=== What is expected ===
List all lines in the material below that contain "yona".

╭─ Data

PR #553, opened 2019-01-07
APPDEV-1230 Fabric Fatal Exceptions on Build-13(175)

madhuvardan-CMI:
- Fixed the issue
- Now the alert for enabling the notification permission will shown on app launch

### DIFF
--- a/app/src/main/java/nu/yona/app/ui/YonaActivity.java
+++ b/app/src/main/java/nu/yona/app/ui/YonaActivity.java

╰─

=== Response to the exercise ===
--- a/app/src/main/java/nu/yona/app/ui/YonaActivity.java
+++ b/app/src/main/java/nu/yona/app/ui/YonaActivity.java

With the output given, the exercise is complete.